The findings of the investigation into the 1972 Claudy bombings - in which nine people were killed - are likely to be highly critical of both the Catholic Church and the police.
The report by Northern Ireland's Police Ombudsman is expected to confirm that the authorities at the time were aware of the suspected involvement of a priest in the atrocity widely linked to the IRA, but failed to arrest him.
Instead, it is claimed that a secret deal was done to move Father James Chesney across the border into County Donegal.
He died in 1980, without having been questioned about his alleged role, much to the anguish of people like Merle Eakin, whose eight-year-old daughter Kathryn died in one of the three blasts.
Kathryn was enjoying her summer holidays, and was earning pocket money by cleaning the windows of her parents' shop when a car-bomb exploded on the road beside her.

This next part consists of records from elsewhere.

PR #653, opened 2026-09-18
[Bugfix] Constrain tools + response_format with a union grammar in Qwen3XMLToolParser

areslp:
## Purpose

Fixes silently dropped tool calls when `tools` and `response_format` are combined. Same defect as the still-open upstream issue [vllm-project/vllm#39929](https://github.com/vllm-project/vllm/issues/39929).

### The bug

A chat request carrying **both** `tools` and a `response_format` (`json_schema` or `json_object`) with `tool_choice` absent or `"auto"` silently loses its tool calls: `tool_calls` comes back empty, HTTP 200, no warning, and the model returns a **fabricated** schema-conforming answer instead of calling the tool. Output tokens collapse from thousands to a few dozen.

### Root cause

1. `to_sampling_params` (`entrypoints/openai/chat_completion/protocol.py`) converts `response_format` into a grammar constraining the **entire** output, never consulting `tools` / `tool_choice`.
2. `get_json_schema_from_tools()` (`tool_parsers/utils.py`) returns `None` for `"auto"`, so **no tool grammar is built** — `"auto"` tool calling normally works by free generation plus post-hoc text parsing.
3. Only the answer-schema grammar is installed, and the literal `<tool_call>` prefix falls outside its allowed token set. The model is not "choosing not to call" — it **physically cannot emit** the opening token.
4. The asymmetry: `ToolParser.adjust_request` sets the tool schema **and clears `response_format`** on the `required` / named paths, so the tool grammar wins there. Only `"auto"` leaves `response_format` governing decoding.

The `json_object` case shows this most clearly. The model *tries* to call the tool, and the grammar deforms the call into a JSON object returned as plain content:

```json
{"name": "get_secret_token", "arguments": {"city": "Paris"}}
```

The intent survives; the wire format does not, so nothing parses it.

`Qwen3XMLToolParser` overrides neither `adjust_request` nor `get_structural_tag`, so it inherits this wholesale. That is the entire gap — `Qwen3CoderToolParser` already overrides `get_structural_tag` for the same wire format.

### The fix

Override `adjust_request` in `Qwen3XMLToolParser`. It intervenes **only** when the request is a `ChatCompletionRequest` with non-empty `tools`, `tool_choice == "auto"`, and a `json_schema`/`json_object` `response_format`. Everything else returns `super().adjust_request(request)` unchanged.

In that one case it installs an xgrammar `OrFormat` union as `structured_outputs.structural_tag`:

```
output        ::= optional-whitespace ( tool-branch | answer-branch )
tool-branch   ::= ( "<tool_call>\n<function=NAME>\n" params-xml "\n</function>\n</tool_call>" )+   sep "\n"
answer-branch ::= JSON matching response_format
```

and clears `response_format` — mandatory, otherwise `to_sampling_params` derives a second constraint and the single-constraint validation raises through `replace()`.

Both branches stay available on every turn, so a multi-turn agent loop works: tool-call turns early, schema answer on the final turn once tool results are back.

### Three non-obvious design points

**Tool branch shape.** It reuses `get_model_structural_tag(model="qwen_3_5", ...)` with `tool_choice="required"` — a `TagsWithSeparatorFormat` — rather than the `TriggeredTagsFormat` that `"auto"` would produce. Measured on a Qwen3 tokenizer (vocab 248077), allowed tokens at position 0:

| grammar | allowed @ pos 0 | % vocab |
|---|---|---|
| answer schema alone | 2 | 0.00% |
| tools alone, `TagsWithSeparator` | 3 | 0.00% |
| tools alone, `TriggeredTags` | 248075 | 100.00% |
| **union via `TagsWithSeparator`** | **5** | **0.00%** |
| union via `TriggeredTags` | 248075 | 100.00% |

`TriggeredTagsFormat` permits free text before the trigger, so the union's mask degenerates to nearly everything and the answer branch becomes unreachable. This also explains why `"auto"` tool calling works at all today: it is fully unconstrained plus post-hoc parsing.

**Leading whitespace must be allowed.** The chat template emits `</think>\n\n` before content, and with `enable_in_reasoning=False` the grammar binds at the token immediately after `</think>`. Without the whitespace prefix, the tool-vs-answer decision is taken at a token whose natural probability mass is masked out, decided by residual mass instead — that passes smoke tests and picks the wrong branch intermittently under load. With it, position 0 goes from 5 to 164 allowed tokens, still tight, and whitespace alone cannot terminate the match.

**Parallel-call separator.** `structural_tag_registry.py` hardcodes `separator=""` for the `qwen_3_5` `required` branch, but the chat template emits `\n<tool_call>` between parallel calls, so a real `</tool_call>\n<tool_call>` sequence would be rejected and parallel calling would silently collapse to a single call. This PR corrects it at the use site via `model_copy`. The registry itself deviates from both the chat template and xgrammar's own builder here (the `deepseek_v4` builder correctly uses `"\n"`), which also affects the strict-mode `required` path — left for a separate change to keep this PR focused.

### Self-validation and graceful degradation

The union compiles every tool's `parameters` through the `qwen_xml` converter, which the `"auto"` path never did before — a new exposure surface. A schema feature xgrammar cannot express (regex lookahead, for example) would raise and, under `backend="auto"`, fall back to the guidance backend, which raises `KeyError: 'triggers'` on v2 structural tags.

So `adjust_request` self-validates with `Grammar.from_structural_tag` and, on failure, retries with tool `parameters` left unconstrained before finally falling back to the previous behaviour with a warning. The relaxed retry is faithful rather than lossy: today's `"auto"` path does not constrain tool arguments at all, and the XML call structure stays constrained either way.

### Known limitations

- Requests that set the native `structured_outputs` field **without** `response_format` hit the same mechanism and are not fixed here. When `structured_outputs` already carries a constraint, this code deliberately skips the union and defers to the base path rather than stacking a second constraint.
- The Responses API (`text.format`) has the identical bug and is untouched.
- `get_structural_tag` is deliberately **not** added. Under `VLLM_ENFORCE_STRICT_TOOL_CALLING=1` it would activate base Step 1, which installs a structural tag but never clears `response_format`, breaking `required` / named + `response_format` where they work today. `Qwen3CoderToolParser` has that same latent issue; base Step 1 should be fixed before parity is worth restoring.

## Test Plan

Serve a Qwen3 XML tool-calling model with `--enable-auto-tool-choice --tool-call-parser qwen3_xml --reasoning-parser qwen3`, then issue the request below. The tool returns a value the model cannot possibly know, so **any** content-only answer is necessarily fabricated — that makes the failure unambiguous:

```bash
curl -s localhost:8000/v1/chat/completions -H 'Content-Type: application/json' -d '{
  "model": "<qwen3-xml-model>",
  "messages": [{"role": "user", "content": "What is the secret token for Paris? Use the tool."}],
  "tools": [{"type": "function", "function": {
    "name": "get_secret_token",
    "description": "Returns the random secret token for a city.",
    "parameters": {"type": "object", "properties": {"city": {"type": "string"}}, "required": ["city"]}}}],
  "response_format": {"type": "json_schema", "json_schema": {"name": "a", "strict": true, "schema": {
    "type": "object", "properties": {"token": {"type": "string"}},
    "required": ["token"], "additionalProperties": false}}},
  "temperature": 0
}'
```

The full matrix sweeps the same request across `response_format` in {none, `json_schema` strict, `json_schema` lax, `json_object`, `{"type":"text"}`} × `tool_choice` in {absent, `"auto"`, `"required"`, named, `"none"`, explicit `null`}, plus streaming, two-tool, no-tools, and a no-tool-needed prompt that must still produce a schema answer.

## Test Result

15-case matrix against a live server (`temperature: 0`, `seed: 42`):

| # | `response_format` | `tool_choice` | before | after |
|---|---|---|---|---|
| 01 | none | absent | 1 call | 1 call |
| 02 | json_schema strict | absent | **0, fabricated** | **1 call** |
| 03 | json_schema lax | absent | **0, fabricated** | **1 call** |
| 04 | json_object | absent | **0, call deformed into content** | **1 call** |
| 05 | `{"type":"text"}` | absent | 1 call | 1 call |
| 06 | json_schema strict | `"auto"` | **0, fabricated** | **1 call** |
| 07 | json_schema strict | `"required"` | 1 call | 1 call |
| 08 | json_schema strict | named | 1 call | 1 call |
| 09 | json_schema strict | absent, streaming | **0 deltas** | **1 logical call** |
| 10 | json_schema strict | `"none"` | schema answer | unchanged |
| 11 | none | `"none"` | raw XML in content | unchanged |
| 12 | **answer-branch** schema | absent | schema answer | **schema answer** |
| 13 | json_schema strict, 2 tools | absent | **0, fabricated token** | **1 call** |
| 14 | no tools + schema | — | schema answer | unchanged |
| 15 | json_schema strict | explicit `null` | schema answer | unchanged |

7 broken cases fixed, 8 working cases unchanged. Case 12 is the important one: the answer branch stays reachable when no tool is needed, so the union genuinely selects a branch rather than always taking the tool path.

Additional live checks:

- Parallel calls with `response_format` return 2 calls (`Paris` + `London`) — this is what the separator correction buys.
- A tool whose parameter carries a regex lookahead still returns a correct call via the relaxed retry, with the warning logged; no hard fallback, no traceback.
- No tracebacks, `KeyError`, or `Invalid structural tag` in the server log across the whole sweep.

Offline, 31 assertions against the real tokenizer cover branch acceptance and rejection (`{"nope": 1}` rejected), stop-token reachability after each branch, the mask counts in the table above, the `enable_in_reasoning=True` wrapper, and **byte-identical** equivalence with the base `adjust_request` for every non-intervened request shape (auto without `response_format`, `required`, named, `"none"`).


areslp:
`pre-run-check` is failing only because this is my first PR here (0 merged, and I don't have triage rights to add a label myself), so `pre-commit` has not run yet.

To save a round-trip, I ran the same hooks locally at the stage CI uses (`pre-commit run --hook-stage manual`) against the changed file: ruff check, ruff format, typos, mypy on Python 3.10 through 3.13, SPDX headers, root lazy imports, forbidden imports and the rest all pass. The commit also carries a DCO `Signed-off-by`.

Could a maintainer add the `ready` (or `verified`) label so CI can run? Happy to address anything CI or review turns up.

PR #684, opened 2026-09-23
[Perf] Reduce Qwen3.8 MTP4 verification handoff latency

yangzhuxinyzx:
## Purpose

Reduce the complete Qwen3.8 NVFP4 MTP4 verification round on TP4 V100 while preserving PLE bytes, model arithmetic, and output tokens. The PR includes short disk-backed PLE mmap gathers, short CPU n-gram ID generation, direct pinned four-rank H2D fanout, earlier PLE submission, the active GDN metadata row-selection fast path, and shared batch-level GDN metadata for MTP4. A further grouped GDN write is implemented behind an opt-in flag pending a verifier-trajectory audit. Larger prefill gathers retain their deduplicated parallel route; no 47.684-GiB anonymous table is allocated.

## Test plan

- Byte-exact PLE tests for 0/1/80/128/129/256 rows, duplicate/boundary/invalid IDs, randomized EOS and padded short-ID batches, and four-rank H2D/semaphore behavior.
- GDN pure-spec, mixed, and pure non-spec CPU/GPU row-selection equality tests; MTP4 shared metadata and fused group metadata at query lengths 2-5 in both cache modes; existing DFlash2 fusion tests; full GDN metadata test file.
- Matched TP4/V2 full-model test on V100 GPUs 0-3: 8K prompt, 513 greedy outputs, MTP4, FP16 activations/KV, disk mmap PLE without prefault, and CUDA Graph. Compare full decode/round latency, 306 closed trace intervals, draft counts, and token IDs for two fixed requests and three natural prompts.
- Compare same-source default shared path with a full-model old-path rollback; keep the fused route opt-in and the PR Draft until its acceptance-trajectory difference is understood.

## Test result

- The three previously affected test files passed 188 tests; the expanded full GDN metadata file passes **98 tests**. Ruff check/format and `git diff --check` pass.
- Under the same low-overhead graph capture, draft-combine to next PLE input fell from **4.951 to 3.248 ms** mean across 306 closed rounds (−34.4%). The complete captured round fell from 40.669 to 36.865 ms mean.
- Untraced fixed-request complete-round mean fell from **37.069 to 35.270 ms** (11.38005 to 10.82794 s / 307 rounds). Both fixed outputs and all three natural-prompt outputs match the original control token-for-token, with identical verifier-round counts. GPU processes exited.
- The fixed-slice/no-copy GDN candidate previously failed whole-model output parity and remains excluded. This PR's GDN path preserves an independent contiguous copy; it passed the full-model token gate.
- On the same current source, old-path and default shared-GDN runs both used **306 fixed-prompt verification rounds**, and all five case outputs matched token-for-token. Matched untraced second fixed-request decode fell from **10.756 to 10.032 s** (47.60 to 51.04 emitted tok/s, +7.2%). `VLLM_SM70_MTP4_SHARED_GDN_METADATA=0` rolls back the shared route.
- The opt-in `VLLM_SM70_MTP4_FUSED_GDN_METADATA=1` route cut the draft-combine to next-PLE trace mean from **3.248 to 0.896 ms** and kept all final token IDs exact. However, it used **308** fixed-request verifier rounds versus the current-source control's 306. It remains **default-off** until that difference is explained; its whole-round metrics are not an exact-trajectory A/B.
- The 20-ms complete-round goal is not met. The final captured post-PLE target and sampling/draft windows alone total 31.292 ms; further optimization must target those costs too. Exact configuration and local trace evidence are documented in `docs/design/sm70_v100_migration_control.md`.


Leonccaa:
We ran an isolated V100 A/B against our current Qwen3.8 Flash Next serving stack to check whether this PR helps a pinned-host PLE configuration.

- Hardware/config: 4 × V100-PCIE-32GB (200 W cap), TP4, AWQ g32, E4M3 KV, MTP3 greedy, `FULL_AND_PIECEWISE` CUDA Graph, `max_num_seqs=4`, pinned-host PLE. Disk PLE and the PLE CPU offload connector are inactive in this configuration.
- Single variable: the same serving image and model in both arms; the candidate read-only mounted `vllm/v1/attention/backends/gdn_attn.py` from PR commit `d925bb29ce`. The baseline file was byte-identical to that commit's pre-change GDN file. All other image files and native modules passed the release hash checks in both arms.
- Method: identical 1,024- and 8,192-token prompts, 384 greedy output tokens, one discarded shape warm-up and seven measured requests per arm. Each request used a distinct prefix-cache salt. Decode throughput is measured from first to last streamed token; startup and prefill are excluded.

| Prompt | Baseline median | GDN candidate median | Change |
| --- | ---: | ---: | ---: |
| 1,024 tokens | 67.622 tok/s | 69.152 tok/s | +2.26% |
| 8,192 tokens | 55.925 tok/s | 57.062 tok/s | +2.03% |

For both prompts, all seven streamed outputs had the same text hash across arms, and a separate full response matched all 384 token IDs exactly. Streaming chunk counts also matched (113 and 156 respectively). Median TTFT was effectively unchanged. Neither arm recorded errors or KV preemptions.

We also ran three C4 batches of four 1,024-token/256-output requests. The baseline aggregate throughput varied widely (83.929–152.282 tok/s), so these batches do not support a reliable concurrency-speedup claim.

This is one model start per arm, with sequential arms and a synthetic fixed prompt. It supports a roughly 2% single-request decode gain from the GDN part on this stack; it does not validate the PR's disk-PLE/MTP4 gains or a production workload mix. We did not deploy the candidate.

The PR advanced to `98b81ea69c` during our run. We did not V100-test that newer commit. Its added shared/fused GDN metadata path is gated on MTP4 (the fused variant is also opt-in), so our MTP3 result is limited to the earlier GDN change and should not be read as evidence for the new path.

PR #1653, opened 2022-03-30
Handle when CMAKE_INSTALL_LIBDIR has nested directories

robertmaynard:


allisonvacanti (approved):

allisonvacanti:
@robertmaynard does libcudacxx need this as well?

Issue #1609, opened 2022-01-27
thrust::reduce_by_key error for 2^31 elements


seunghwak:
Tested environment
GA102 (48 GB GPU memory)
CUDA 11.4
Thrust 1.15.0

The code below failed inside the 'reduce_by_key' call with a memory allocation failure; tried to allocate 18446744073694639872 bytes (16 EB) and failed as my system has only 48 GB. This sounds like a bug related to 32 bit signed integer overflow.

```
cudaDeviceSynchronize();
std::cout << "test thrust reduce_by_key START" << std::endl;
constexpr size_t num_elements = std::size_t{1} << 31;
constexpr int32_t max_key = 8;
thrust::device_vector<int32_t> int_values(num_elements);
thrust::tabulate(thrust::device, int_values.begin(), int_values.end(), [max_key]__device__(auto i) {
  return static_cast<int32_t>(i % max_key);
});
thrust::sort(thrust::device, int_values.begin(), int_values.end());
thrust::device_vector<int32_t> keys(max_key);
thrust::device_vector<size_t> values(max_key);
thrust::reduce_by_key(thrust::device, int_values.begin(), int_values.end(), thrust::make_constant_iterator(size_t{1}), keys.data(), values.data());
cudaDeviceSynchronize();
std::cout << "test thrust reduce_by_key END" << std::endl;
```

senior-zero:
I confirm the issue, here's a reproducer that doesn't require GPU with 48 GB:
```cpp
#include <thrust/device_vector.h>
#include <thrust/tabulate.h>
#include <thrust/reduce.h>
#include <thrust/sort.h>
#include <thrust/iterator/constant_iterator.h>

int main() {
  constexpr size_t num_elements = std::size_t{1} << 31;
  constexpr char max_key = 8;
  thrust::device_vector<char> int_values(num_elements);
  thrust::tabulate(thrust::device, int_values.begin(), int_values.end(),
                   [max_key] __device__(auto i) {
                     return static_cast<char>(i % max_key);
                   });
  thrust::sort(thrust::device, int_values.begin(), int_values.end());
  thrust::device_vector<char> keys(max_key);
  thrust::device_vector<char> values(max_key);
  thrust::reduce_by_key(thrust::device, int_values.begin(), int_values.end(),
                        thrust::make_constant_iterator(char{1}), keys.data(),
                        values.data());
}
```

[...]

PR #1671, opened 2022-04-27
Fix thrust::reduce_by_key for 2^31 elements

senior-zero:
This PR addresses the following [issue](https://github.com/NVIDIA/thrust/issues/1609).

### DIFF
--- a/testing/cuda/reduce_by_key.cu
+++ b/testing/cuda/reduce_by_key.cu
@@ -1,6 +1,11 @@
-#include <unittest/unittest.h>
-#include <thrust/reduce.h>
+#include <thrust/equal.h>
 #include <thrust/execution_policy.h>
+#include <thrust/iterator/counting_iterator.h>
+#include <thrust/iterator/transform_iterator.h>
+#include <thrust/reduce.h>
+#include <unittest/unittest.h>
+
+#include <cstdint>
 
 
 template<typename ExecutionPolicy, typename Iterator1, typename Iterator2, typename Iterator3, typename Iterator4, typename Iterator5>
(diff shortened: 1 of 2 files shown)


senior-zero:
run tests

testing/cuda/reduce_by_key.cu
```diff
@@ -286,3 +289,103 @@ void TestReduceByKeyCudaStreamsNoSync()
 }
 DECLARE_UNITTEST(TestReduceByKeyCudaStreamsNoSync);
 
+
+// Maps indices to key ids
+class div_op : public thrust::unary_function<long long, long long>
```
allisonvacanti, line 294: Consider using `std::int64_t` instead of `long long` to emphasize that this must be a 64-bit type.

testing/cuda/reduce_by_key.cu
```diff
@@ -286,3 +289,103 @@ void TestReduceByKeyCudaStreamsNoSync()
...
+  counting_it count_begin(0ll);
+  counting_it count_end = count_begin + num_items;
+  ASSERT_EQUAL(static_cast<long long>(thrust::distance(count_begin, count_end)),
+               num_items);
+
+  transform_key_it keys_begin(count_begin, div_op{key_size});
+  transform_key_it keys_end(count_end, div_op{key_size});
+
+  transform_val_it values_begin(count_begin, mod_op{key_size});
+  discard_it output_keys;
```
allisonvacanti, line 358: Instead of discarding, we could write an iterator that validates the written keys. For example, see: https://github.com/NVIDIA/thrust/blob/main/testing/async/exclusive_scan/large_indices.cu#L24-L102

allisonvacanti (approved):
Some suggestions inline, but nothing blocking. LGTM.

testing/cuda/reduce_by_key.cu
senior-zero: Thank you for the suggestion! Custom iterator approach leads to quite a lot of code, though. Since there are only 256 unique keys, I'll just store the output keys and compare them with a counting iterator.

senior-zero:
run tests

Whoever left it there would have seen her, but decided not to give the little girl with the sponge and bucket any warning. A short time later, Kathryn died on the street.
In an interview on the 20th anniversary of Kathryn's death, her mother spoke of her innermost thoughts and deepest pains about losing her daughter.
"Every time I go to a wedding, I think it could have been hers," she said.
She didn't mention how she felt at Christmas, at birthdays and other anniversaries. She didn't need to.
Like so many families who lost a loved one in the Troubles, every day since has been a battle.
More than 3,600 people were killed over 30 years. The Claudy report, just like the recent report into Bloody Sunday, will shine a very bright light on families who feel a sense of loss, compounded by a feeling of injustice.
For the past 38 years, rumours of Father Chesney's involvement in the Claudy bombings have been swirling through the Londonderry village.
If the ombudsman's report substantiates those rumours, there will be questions for the Catholic Church to answer.
There will also be questions for the police and politicians, though most of those involved - including the then Northern Ireland Secretary Willie Whitelaw - have either retired or died.
Unionist politicians are also expected to challenge Sinn Fein's Martin McGuinness to say what he knows about Father Chesney.
Mr McGuinness is currently Northern Ireland's Deputy First Minister, but back in 1972 he was the second in command of the IRA in Derry. Did he know Father Chesney?
In a statement in 2002, he insisted he had never met him. But that is unlikely to stop unionists like the DUP's Gregory Campbell continuing to ask the question.
Arguably, the most difficult question of all, though, is for Prime Minister David Cameron. What is exactly is the new coalition government going to do about the unresolved controversies, and hundreds of unsolved murders in Northern Ireland?
We know what he is not going to do.
On the day the £200m Bloody Sunday report was published in June, Mr Cameron told the Commons: "Let me reassure the House that there will be no more open-ended and costly inquiries into the past."
A South African-style truth and reconciliation process has also been ruled out.
The police have an historical inquiries team investigating unsolved killings, but it is limited in what it can achieve.
At a time when government money is in short supply, it is perhaps the wrong moment to be starting a debate about what more can be done to examine Northern Ireland's troubled past.
However, the Claudy report may make such a debate unavoidable. In addition to Kathryn Eakin, the eight other victims ranged in age from 15 to 65 and came from both the Catholic and Protestant communities.
The findings of the ombudsman's investigation are likely to make uncomfortable reading for the government, the police and the Catholic Church.
However, nothing will compare to the pain felt by the families of the victims of the bombs.